---------- Study material

Issue #139, opened 2017-09-12
bazel build //buildifier fails


cgrushko:
```
ERROR: error loading package '': Encountered error while reading extension file 'go/def.bzl': no such package '@io_bazel_rules_go//go': Error downloading [http://mirror.bazel.build/github.com/bazelbuild/rules_go/archive/2e319588571f20fdaaf83058b690abd32f596e89.tar.gz, https://github.com/bazelbuild/rules_go/archive/2e319588571f20fdaaf83058b690abd32f596e89.tar.gz] to [redacted]/external/io_bazel_rules_go/2e319588571f20fdaaf83058b690abd32f596e89.tar.gz: Checksum was 84dc11091f5209bf24f1ee710ff0c645f86016bfdbbb11fb831580e95f1975c6 but wanted 1e8e662ab93eca94beb6c690b8fd41347835e8ce0f3c4f71708af4b6673dd171.
```

I saw something similar internally, with the conclusion:

> TLDR: Don't depend on archives, depend on releases (things under "release" ending with "-dist").

From: https://github.com/bazelbuild/bazel/issues/3722 .

cgrushko:
@pmbethe09 @laurentlb

cgrushko:
Temporarily worked around this by removing `sha256 =` attributes from `http_archive`, including one inside `external/` :|

PR #142, opened 2017-09-13
update the WORKSPACE to point to rules_go 0.5.5 

pmbethe09:
also removed the sha26 which is breaking from GitHub.

Fixes https://github.com/bazelbuild/buildtools/issues/139

### DIFF
--- a/WORKSPACE
+++ b/WORKSPACE
@@ -1,12 +1,12 @@
 workspace(name = "com_github_bazelbuild_buildtools")
 
+# 0.5.5
 http_archive(
     name = "io_bazel_rules_go",
-    sha256 = "1e8e662ab93eca94beb6c690b8fd41347835e8ce0f3c4f71708af4b6673dd171",
-    strip_prefix = "rules_go-2e319588571f20fdaaf83058b690abd32f596e89",
+    strip_prefix = "rules_go-e1c4b58c05e4a6ab67392daf28f3d57e4902f581",
     urls = [
-        "http://mirror.bazel.build/github.com/bazelbuild/rules_go/archive/2e319588571f20fdaaf83058b690abd32f596e89.tar.gz",
-        "https://github.com/bazelbuild/rules_go/archive/2e319588571f20fdaaf83058b690abd32f596e89.tar.gz",
+        "http://mirror.bazel.build/github.com/bazelbuild/rules_go/archive/e1c4b58c05e4a6ab67392daf28f3d57e4902f581.tar.gz",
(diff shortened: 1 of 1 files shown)


pmbethe09:
@cgrushko

WORKSPACE
```diff
@@ -1,12 +1,12 @@
 workspace(name = "com_github_bazelbuild_buildtools")
 
+# 0.5.5
 http_archive(
     name = "io_bazel_rules_go",
-    sha256 = "1e8e662ab93eca94beb6c690b8fd41347835e8ce0f3c4f71708af4b6673dd171",
```
cgrushko: this is required for security, I wouldn't remove it?
The problem here is that http://mirror.bazel.build/github.com/bazelbuild/rules_go/archive/2e319588571f20fdaaf83058b690abd32f596e89.tar.gz (or any URL of that form) isn't immutable and is generated on the fly, and has a different has each time.

See bazelbuild/bazel#3722

WORKSPACE
```diff
@@ -1,12 +1,12 @@
...
-    strip_prefix = "rules_go-2e319588571f20fdaaf83058b690abd32f596e89",
+    strip_prefix = "rules_go-e1c4b58c05e4a6ab67392daf28f3d57e4902f581",
     urls = [
-        "http://mirror.bazel.build/github.com/bazelbuild/rules_go/archive/2e319588571f20fdaaf83058b690abd32f596e89.tar.gz",
-        "https://github.com/bazelbuild/rules_go/archive/2e319588571f20fdaaf83058b690abd32f596e89.tar.gz",
+        "http://mirror.bazel.build/github.com/bazelbuild/rules_go/archive/e1c4b58c05e4a6ab67392daf28f3d57e4902f581.tar.gz",
```
cgrushko: why upgrade the version, actually?

pmbethe09: same reason -- issues with rules_go and sha256

https://github.com/bazelbuild/rules_go/commit/551e1f46cbeb470fe9d085e873c3bb83f075e18c

WORKSPACE
pmbethe09: Right, so how would sha256 work in concert with the mirror URL?

cgrushko: It doesn't - according to the issue I linked to, we should use Bazel releases (which are created by the Bazel team, and are immutable).

WORKSPACE
cgrushko: I see. I don't know what's the policy on hashes - they sound like a good idea, but /shrug.

pmbethe09:
Going to commit this so we can unblock other things -- circle back on the sha256 issue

--------------------

### Exercise goal
Start at the first line of the entries above. Set down each line exactly through the one with "also removed the", and stop there.

### Task solution
Issue #139, opened 2017-09-12
bazel build //buildifier fails


cgrushko:
```
ERROR: error loading package '': Encountered error while reading extension file 'go/def.bzl': no such package '@io_bazel_rules_go//go': Error downloading [http://mirror.bazel.build/github.com/bazelbuild/rules_go/archive/2e319588571f20fdaaf83058b690abd32f596e89.tar.gz, https://github.com/bazelbuild/rules_go/archive/2e319588571f20fdaaf83058b690abd32f596e89.tar.gz] to [redacted]/external/io_bazel_rules_go/2e319588571f20fdaaf83058b690abd32f596e89.tar.gz: Checksum was 84dc11091f5209bf24f1ee710ff0c645f86016bfdbbb11fb831580e95f1975c6 but wanted 1e8e662ab93eca94beb6c690b8fd41347835e8ce0f3c4f71708af4b6673dd171.
```

I saw something similar internally, with the conclusion:

> TLDR: Don't depend on archives, depend on releases (things under "release" ending with "-dist").

From: https://github.com/bazelbuild/bazel/issues/3722 .

cgrushko:
@pmbethe09 @laurentlb

cgrushko:
Temporarily worked around this by removing `sha256 =` attributes from `http_archive`, including one inside `external/` :|

PR #142, opened 2017-09-13
update the WORKSPACE to point to rules_go 0.5.5 

pmbethe09:
also removed the sha26 which is breaking from GitHub.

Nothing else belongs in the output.